* **Work instruction**
In the entries below, count the lines holding "using". Reply with the number only.

═══ Available data ═══

PR #266, opened 2024-03-25
erofs: Add missing free() and lcfs_node_unref()

eriksjolund:


libcomposefs/lcfs-writer-erofs.c
```diff
@@ -1630,6 +1631,8 @@ static struct lcfs_node_s *lcfs_build_node_from_image(struct lcfs_image_data *da
 	new_ht_entry->nid = nid;
 	new_ht_entry->node = node;
 	if (hash_insert(data->node_hash, new_ht_entry) == NULL) {
+		lcfs_node_unref(node);
```
cgwalters, line 1634: I'm OK with this but I think in general it'd be better to do one of two things:

- Use cleanups, and then set the pointers to NULL afterwards
- Better: Change `hash_insert` to *take ownership* of the values unconditionally, i.e. the values are freed even on failure.  This would look like `hash_insert(data->node_hash, &new_ht_entry)` and `new_ht_entry` would always be set to `NULL`.

cgwalters (approved):

libcomposefs/lcfs-writer-erofs.c
eriksjolund: I went for the first alternative as it's not quite clear to me how to deal with the situation when the entry already exists in the hash.

I now also added an assert() statement for documentation purposes. (I don't know if adding an assert() for documentation purposes is good software practice though)

cgwalters: > I went for the first alternative as it's not quite clear to me how to deal with the situation when the entry already exists in the hash.

A good example is `g_hash_table_insert()` which always takes ownership and frees the input value if it already exists.  It's the same way Rust would handle this - ownership consistently transfers to the callee.

cgwalters (approved):

libcomposefs/lcfs-writer-erofs.c
eriksjolund: Thanks, for the reference. I see what you mean.

PR #267, opened 2024-03-25
mkcomposefs: Add missing free()

eriksjolund:


tools/mkcomposefs.c
```diff
@@ -129,6 +129,7 @@ static char *unescape_string(const char *escaped, size_t escaped_size,
 		if (c == '\\') {
 			if (escaped >= escaped_end) {
 				*err = make_error("No character after escape");
+				free(res);
```
cgwalters, line 132: Let's use `cleanup_free` instead, it's designed for this.  The return path will need to `steal_pointer`.

cgwalters (changes requested):
This is OK but I really prefer using the cleanup attributes as a general rule because it makes error handling *much* more reliable.

eriksjolund:
> This is OK but I really prefer using the cleanup attributes as a general rule because it makes error handling _much_ more reliable.

Ok, I'll give it a try.

cgwalters (approved):
Thanks!  I hope you'd agree this is a less error-prone as code is refactored.

eriksjolund:
Yes, this is better.

PR #269, opened 2024-03-25
Added multithreading support for mkcomposefs

### LINKED ISSUE #249: mkcomposefs: multi-threading support
It would be great, if mkcomposefs would support multi-threading. Processing a lot of files takes a long time, even if my machine has 31 idle CPU threads.

divineaugustine:
This resolves #249 and results in 10x improvement for digest calculation and file copy.

Please refer the below document for details about the issue and the change. I would like to know your thoughts.
[threading.md](https://github.com/containers/composefs/files/14743119/threading.md)

### DIFF
--- a/libcomposefs/lcfs-writer.c
+++ b/libcomposefs/lcfs-writer.c
@@ -606,6 +606,64 @@ static void digest_to_path(const uint8_t *csum, char *buf)
 	buf[j] = '\0';
 }
 
+int lcfs_node_set_from_content(struct lcfs_node_s *node, int dirfd,
+			       const char *fname, int buildflags)
+{
+	if (node == NULL) {
+		errno = EINVAL;
+		return -1;
+	}
+
+	bool compute_digest = (buildflags & LCFS_BUILD_COMPUTE_DIGEST) != 0;
+	bool by_digest = (buildflags & LCFS_BUILD_BY_DIGEST) != 0;
+	bool no_inline = (buildflags & LCFS_BUILD_NO_INLINE) != 0;
+	bool is_zerosized = node->inode.st_size == 0;
+	bool do_digest = !is_zerosized && (compute_digest || by_digest);
+	bool do_inline = !is_zerosized && !no_inline &&
+			 node->inode.st_size <= LCFS_BUILD_INLINE_FILE_SIZE_LIMIT;
+	int r;
+
+	if (do_digest || do_inline) {
+		cleanup_fd int fd = openat(dirfd, fname, O_RDONLY | O_CLOEXEC);
+		if (fd < 0)
+			return -1;
+		if (do_digest) {
+			r = lcfs_node_set_fsverity_from_fd(node, fd);
+			if (r < 0)
+				return -1;
+
+			if (by_digest) {
+				const uint8_t *digest =
+					lcfs_node_get_fsverity_digest(node);
+				char digest_path[LCFS_DIGEST_SIZE * 2 + 2];
+				digest_to_path(digest, digest_path);
+				r = lcfs_node_set_payload(node, digest_path);
+				if (r < 0)
+					return -1;
+
+				/* We just computed digest to get the payoad path */
+				if (!compute_digest)
+					node->digest_set = false;
+			}
+
+			/* In case we re-read below */
+			lseek(fd, 0, SEEK_SET);
+		}
+		if (do_inline) {
+			uint8_t buf[LCFS_BUILD_INLINE_FILE_SIZE_LIMIT];
+
+			r = read_content(fd, node->inode.st_size, buf);
+			if (r < 0)
+				return -1;
+			r = lcfs_node_set_content(node, buf, node->inode.st_size);
+			if (r < 0)
+				return -1;
+		}
+	}
+
+	return 0;
+}
+
 struct lcfs_node_s *lcfs_load_node_from_file(int dirfd, const char *fname,
 					     int buildflags)
 {
@@ -643,52 +701,9 @@ struct lcfs_node_s *lcfs_load_node_from_file(int dirfd, const char *fname,
 	ret->inode.st_size = sb.st_size;
 
 	if ((sb.st_mode & S_IFMT) == S_IFREG) {
-		bool compute_digest = (buildflags & LCFS_BUILD_COMPUTE_DIGEST) != 0;
-		bool by_digest = (buildflags & LCFS_BUILD_BY_DIGEST) != 0;
-		bool no_inline = (buildflags & LCFS_BUILD_NO_INLINE) != 0;
-		bool is_zerosized = sb.st_size == 0;
-		bool do_digest = !is_zerosized && (compute_digest || by_digest);
-		bool do_inline = !is_zerosized && !no_inline &&
-				 sb.st_size <= LCFS_BUILD_INLINE_FILE_SIZE_LIMIT;
-
-		if (do_digest || do_inline) {
-			cleanup_fd int fd =
-				openat(dirfd, fname, O_RDONLY | O_CLOEXEC);
-			if (fd < 0)
-				return NULL;
-			if (do_digest) {
-				r = lcfs_node_set_fsverity_from_fd(ret, fd);
-				if (r < 0)
-					return NULL;
-
-				if (by_digest) {
-					const uint8_t *digest =
-						lcfs_node_get_fsverity_digest(ret);
-					char digest_path[LCFS_DIGEST_SIZE * 2 + 2];
-					digest_to_path(digest, digest_path);
-					r = lcfs_node_set_payload(ret, digest_path);
-					if (r < 0)
-						return NULL;
-
-					/* We just computed digest to get the payoad path */
-					if (!compute_digest)
-						ret->digest_set = false;
-				}
-
-				/* In case we re-read below */
-				lseek(fd, 0, SEEK_SET);
-			}
-			if (do_inline) {
-				uint8_t buf[LCFS_BUILD_INLINE_FILE_SIZE_LIMIT];
-
-				r = read_content(fd, sb.st_size, buf);
-				if (r < 0)
-					return NULL;
-				r = lcfs_node_set_content(ret, buf, sb.st_size);
-				if (r < 0)
-					return NULL;
-			}
-		}
+		r = lcfs_node_set_from_content(ret, dirfd, fname, buildflags);
+		if (r < 0)
+			return NULL;
 	} else if ((sb.st_mode & S_IFMT) == S_IFLNK) {
 		char target[PATH_MAX + 1];
 
--- a/libcomposefs/lcfs-writer.h
+++ b/libcomposefs/lcfs-writer.h
@@ -154,4 +154,7 @@ LCFS_EXTERN int lcfs_compute_fsverity_from_fd(uint8_t *digest, int fd);
 LCFS_EXTERN int lcfs_compute_fsverity_from_data(uint8_t *digest, uint8_t *data,
 						size_t data_len);
 
+LCFS_EXTERN int lcfs_node_set_from_content(struct lcfs_node_s *node, int dirfd,
+					   const char *fname, int buildflags);
+
 #endif
--- a/tools/mkcomposefs.c
+++ b/tools/mkcomposefs.c
@@ -37,6 +37,8 @@
 #include <sys/ioctl.h>
 #include <linux/fsverity.h>
 #include <linux/fs.h>
+#include <pthread.h>
+#include <sys/sysinfo.h>
 
 static void oom(void)
 {
@@ -65,7 +67,8 @@ static __attribute__((format(printf, 1, 2))) char *make_error(const char *fmt, .
 #define OPT_USER_XATTRS 112
 #define OPT_FROM_FILE 113
 #define OPT_MIN_VERSION 114
-#define OPT_MAX_VERSION 115
+#define OPT_THREADS 115
+#define OPT_MAX_VERSION 116
 
 static size_t split_at(const char **start, size_t *length, char split_char,
 		       bool *partial)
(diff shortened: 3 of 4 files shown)


libcomposefs/lcfs-writer.c
```diff
@@ -471,9 +471,16 @@ struct lcfs_node_s *lcfs_node_new(void)
...
 		return NULL;
 	}
-
+	
+	memset( node, 0, sizeof(struct lcfs_node_s));
+	node->payload = NULL;
+	node->content = NULL;
 	node->ref_count = 1;
 	node->inode.st_nlink = 1;
+	node->delayedDigestCalculation = false;
```
cgwalters, line 480: Naming scheme in this project for member variables is `snake_case`, not `camelCase`.

cgwalters (commented):
Thank you so much for working on this!  This may take some time to review as multithreading and C is tricky.

Can you please run `clang-format`?  Basically let's get past the superficial bits before we can dig into the threading.

cgwalters (dismissed):
Marking requested-changes to start just for formatting/style

libcomposefs/lcfs-writer.c
divineaugustine: I have corrected it here and in rest of my changes.

divineaugustine:
> Can you please run `clang-format`? Basically let's get past the superficial bits before we can dig into the threading.
Thank you for checking. I have run clang-format on my changes via vscode formatting. Is that what you meant? 
FYI: I did rebase and force push to fix DCO error.

divineaugustine:
Sorry for the inconvenience one header file was missed out from formatting. I have corrected that as well. Hopefully this solves all the formatting issues from my changeset.

alexlarsson:
I'll have a look at the code, but can you please rebase this and squash the fixups so the end result is a minimal set of independent changes. Say one for the liibrary changes, and one of the mkcomposefs use of it.

libcomposefs/lcfs-writer.c
```diff
@@ -471,9 +471,16 @@ struct lcfs_node_s *lcfs_node_new(void)
 		errno = ENOMEM;
 		return NULL;
 	}
-
+	
+	memset( node, 0, sizeof(struct lcfs_node_s));
```
alexlarsson: No need to memset, calloc() already does that.

libcomposefs/lcfs-writer.c
```diff
@@ -471,9 +471,16 @@ struct lcfs_node_s *lcfs_node_new(void)
...
+	node->payload = NULL;
+	node->content = NULL;
 	node->ref_count = 1;
 	node->inode.st_nlink = 1;
+	node->delayedDigestCalculation = false;
+	node->delayedInline = false;
+	node->delayedPayload = false;
+	node->delayedResetDigest = false;
```
alexlarsson: Additionally, we generally rely on the zero initializing to do all these. Only non-zero initializers are needed.

libcomposefs/lcfs-writer.c
```diff
@@ -590,7 +635,7 @@ static int read_content(int fd, size_t size, uint8_t *buf)
 	return 0;
 }
 
-static void digest_to_path(const uint8_t *csum, char *buf)
+void lcfs_digest_to_path(const uint8_t *csum, char *buf)
```
alexlarsson, line 639: This is maybe not a great function to make public it is very easy to use to shoot yourself in the foot, as it requires the caller to allocate space and whatnot. I think its better to move to lcfs-utils.h or something so that it can be used in mkcomposefs without needing to be in the public library ABI forever.

libcomposefs/lcfs-writer.h
```diff
@@ -37,6 +37,7 @@ enum {
 	LCFS_BUILD_NO_INLINE = (1 << 4),
 	LCFS_BUILD_USER_XATTRS = (1 << 5), /* Only read user.* xattrs */
 	LCFS_BUILD_BY_DIGEST = (1 << 6), /* Refer to basedir files by fs-verity digest */
+	LCFS_BUILD_DELAYED_DIGEST = (1 << 7), /* Refer to basedir files by fs-verity digest */
```
alexlarsson, line 40: Comment is wrong

libcomposefs/lcfs-writer.c
```diff
@@ -564,7 +571,45 @@ int lcfs_node_set_fsverity_from_fd(struct lcfs_node_s *node, int fd)
...
+{
+	return node->delayedPayload;
+}
+
+bool lcfs_get_delayed_inline(struct lcfs_node_s *node)
+{
+	return node->delayedInline;
+}
+
+bool lcfs_get_reset_digest(struct lcfs_node_s *node)
```
alexlarsson, line 608: Why is this not called get_delayed_reset_digest?

libcomposefs/lcfs-writer.c
```diff
@@ -564,7 +571,45 @@ int lcfs_node_set_fsverity_from_fd(struct lcfs_node_s *node, int fd)
...
+{
+	return node->delayedResetDigest;
+}
+
+int lcfs_read_content(int fd, size_t size, uint8_t *buf)
```
alexlarsson, line 613: This too (like digest_to_path) should be an internal function, not a public library  API that we support forever.

tools/mkcomposefs.c
```diff
@@ -760,46 +762,27 @@ static int mkdir_parents(const char *pathname, int mode)
...
-				continue;
-			return -1;
-		}
+	off_t len, ret;
+	len = stat.st_size;
 
-		if (bytes_read == 0)
+	do 
+	{
+		ret = copy_file_range(sfd, NULL, dfd, NULL, len, 0);
```
alexlarsson, line 776: I like this change, but it should be a separate independent commit with commit messages describing it.

tools/mkcomposefs.c
```diff
@@ -893,6 +876,307 @@ static ssize_t write_cb(void *_file, void *buf, size_t count)
...
+	struct lcfs_node_s		*node;
+	struct ParallelCopyInfo	*next;
+	char 					*parentPath;
+};
+
+static struct ParallelCopyInfo* new_parallel_copy_info(void)
+{
+	struct ParallelCopyInfo *ret = 
+		calloc(1, sizeof( struct ParallelCopyInfo));
+	ret->next 		= NULL;
```
alexlarsson: calloc already NULLed these.

tools/mkcomposefs.c
```diff
@@ -893,6 +876,307 @@ static ssize_t write_cb(void *_file, void *buf, size_t count)
...
+struct ParallelCopyInfo
+{
+	struct lcfs_node_s		*node;
+	struct ParallelCopyInfo	*next;
+	char 					*parentPath;
+};
+
+static struct ParallelCopyInfo* new_parallel_copy_info(void)
+{
+	struct ParallelCopyInfo *ret =
```
alexlarsson: Need oom() check.

tools/mkcomposefs.c
```diff
@@ -893,6 +876,307 @@ static ssize_t write_cb(void *_file, void *buf, size_t count)
...
+	ret->parentPath = NULL;
+
+	return ret;
+}
+
+static void cleanup_copy_node(struct ParallelCopyInfo *node)
+{
+	if(node) 
+	{
+		cleanup_copy_node(node->next);
```
alexlarsson: This is a non-tailcall recursion, that is going to use up a lot of stack.
This should just be a regular loop over the nodes instead.

tools/mkcomposefs.c
```diff
@@ -893,6 +876,307 @@ static ssize_t write_cb(void *_file, void *buf, size_t count)
...
+			current = construct_copy_data(lcfs_node_get_child(node, i), 
+											current, path);
+		} 
+	}
+	else if ((lcfs_node_get_mode(node) & S_IFMT) == S_IFREG &&
+		   		lcfs_node_get_content(node) == NULL 		&&
+		   		lcfs_node_get_payload(node) != NULL) 
+	{
+		current->node 		= node;
+		current->parentPath = strdup(path);
```
alexlarsson: check strdup return value (and in other strdup calls)

tools/mkcomposefs.c
```diff
@@ -893,6 +876,307 @@ static ssize_t write_cb(void *_file, void *buf, size_t count)
...
+
+		path = tmp_path;
+	}
+
+	if ( lcfs_node_dirp(node)) 
+	{
+		const size_t n_children = lcfs_node_get_n_children(node);
+		for (size_t i = 0; i < n_children; i++)
+		{
+			current = construct_copy_data(lcfs_node_get_child(node, i),
```
alexlarsson: No error checking here.

tools/mkcomposefs.c
```diff
@@ -893,6 +876,307 @@ static ssize_t write_cb(void *_file, void *buf, size_t count)
...
+{
+	if(node) 
+	{
+		cleanup_copy_node(node->next);
+		free(node->parentPath);
+		free(node);
+	}	
+}
+
+static struct ParallelCopyInfo* construct_copy_data( struct lcfs_node_s* node,
```
alexlarsson: I don't like how this uses a current argument which is returned changed. This will just cause problems when you want to return an error or something like that. Instead create a state structure for the parallel work and put the current pointer in it, and then pass this state to all functions and modify it, then use the return value for error reporting.

tools/mkcomposefs.c
```diff
@@ -893,6 +876,307 @@ static ssize_t write_cb(void *_file, void *buf, size_t count)
...
+							sizeof(pthread_t));
+	for( int i = 0; i< nrThreads; i++) 
+		pthread_create(&threads[i], 
+					NULL, 
+					thread_proc, 
+					&threadInfo);
+
+	for( int i = 0; i< nrThreads; i++) 
+		pthread_join(threads[i], NULL);
+
```
alexlarsson, line 1106: I think this should create n_threads - 1 thread, and then call thread_proc on the main thread as well. Then we can efficiently handle the n_thread == 1 case without creating any threads.

tools/mkcomposefs.c
```diff
@@ -1046,6 +1337,7 @@ int main(int argc, char **argv)
 	long min_version = 0;
 	long max_version = 0;
 	char *end;
+	int threads = 1;
```
alexlarsson, line 1298: I think the default should be n_cpus, nobody is going to use this otherwise.

tools/mkcomposefs.c
```diff
@@ -893,6 +876,307 @@ static ssize_t write_cb(void *_file, void *buf, size_t count)
...
 
+static void log_message_with_time( const char* msg )
+{
+	time_t t 		= time(NULL);
+  	struct tm tm 	= *localtime(&t);
+	fprintf(stdout, "%02d:%02d:%02d\t %s\n", 
+				tm.tm_hour, tm.tm_min, tm.tm_sec, msg);
+}
+
+struct ParallelCopyInfo
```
Issue #272, opened 2024-04-08
composefs fails to build with musl


fboudra:
composefs fails to build when using latest musl:

```
tools/mountcomposefs.c warnings and 2: errors generated.
43:20: error: call to undeclared function 'basename'; ISO C99 and later do not support implicit function declarations [-Wimplicit-function-declaration]
   43 |         const char *bin = basename(argv0);
      |                           ^
tools/mountcomposefs.c:43:14: error: incompatible integer to pointer conversion initializing 'const char *' with an expression of type 'int' [-Wint-conversion]
   43 |         const char *bin = basename(argv0);
      | 
```

Details on https://errors.yoctoproject.org/Errors/Details/761688/

For reference: https://git.musl-libc.org/cgit/musl/commit/?id=725e17ed6dff4d0cd22487bb64470881e86a92e7

PR #273, opened 2024-04-09
musl: basename: use portable implementation for basename API

fboudra:
musl has removed the non-prototype declaration of basename from string.h which now results in build errors with newer clang compilers.

Implement GNU basename behavior using strchr which is portable across libcs.

Fixes:
| ../../git/tools/mountcomposefs.c:43:20:
| error: call to undeclared function 'basename'; ISO C99 and later do not | support implicit function declarations [-Wimplicit-function-declaration]
|    43 |         const char *bin = basename(argv0);
|       |                           ^
| ../../git/tools/mountcomposefs.c:43:14:
| error: incompatible integer to pointer conversion initializing 'const char *'
| with an expression of type 'int' [-Wint-conversion]
|    43 |         const char *bin = basename(argv0);
|       |                     ^     ~~~~~~~~~~~~~~~

For reference:
https://git.musl-libc.org/cgit/musl/commit/?id=725e17ed6dff4d0cd22487bb64470881e86a92e7

Closes: https://github.com/containers/composefs/issues/272

### DIFF
--- a/libcomposefs/lcfs-utils.h
+++ b/libcomposefs/lcfs-utils.h
@@ -161,4 +161,10 @@ static inline void *steal_pointer(void *pp)
 /* type safety */
 #define steal_pointer(pp) (0 ? (*(pp)) : (steal_pointer)(pp))
 
+static inline const char *gnu_basename(const char *filename)
+{
+	const char *p = strrchr(filename, '/');
+	return p ? p + 1 : filename;
+}
+
 #endif
--- a/tools/mkcomposefs.c
+++ b/tools/mkcomposefs.c
@@ -945,7 +945,7 @@ static void digest_to_string(const uint8_t *csum, char *buf)
 
 static void usage(const char *argv0)
 {
-	const char *bin = basename(argv0);
+	const char *bin = gnu_basename(argv0);
 	fprintf(stderr,
 		"Usage: %s [OPTIONS] SOURCE IMAGE\n"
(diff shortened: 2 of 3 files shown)


quaresmajose:
maybe just the `#include <libgen.h>` can do the job.

it includes the posix implementation of the `basename`
https://man7.org/linux/man-pages/man0/libgen.h.0p.html

fboudra:
@quaresmajose I tried it initially. It looks like we need to use the gnu implementation in this case, not the posix one (including libgen.h won't be enough). Hence, I ended to propose the approach used in kmod. Pending on the authors to review and see if it's acceptable to them.

quaresmajose:
Ok, understand.
My suggestion was mainly because I saw several patches for this issue and many uses the libgen.h.
Thanks for the clarification.

alexlarsson:
Looks fine to me, I'm not overly excited about carrying re-implementations like this, but its trivial enough to not be worth caring about.

alexlarsson:
Ah, seems to be some formating issues, can you run "make clang-format" and repush?

fboudra:
@alexlarsson thanks. formating issue fixed and repushed.

alexlarsson (approved):

cgwalters:
Hello @fboudra there's a request to relicense this repository, please comment on https://github.com/containers/composefs/issues/344

PR #277, opened 2024-04-18
mkcomposefs: Drop newline from error string

alexlarsson:
This will be added when printing the error anyway.


cgwalters:
Missing DCO

giuseppe (approved):

PR #279, opened 2024-05-12
lcfs-fsverity: Add _GNU_SOURCE feature test define

jluebbe:
This file uses htole64(), so it should define _GNU_SOURCE.


alexlarsson:
Its weird that the clang formatter complained about the formatting in a non-changed file. Did clang change?

cgwalters:
> Did clang change?

Yes.  xref https://github.com/ostreedev/ostree/pull/3236 e.g.

cgwalters (approved):

cgwalters:
Will fix up the clang-formatter in a followup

═══

* **Answer for this exercise**
4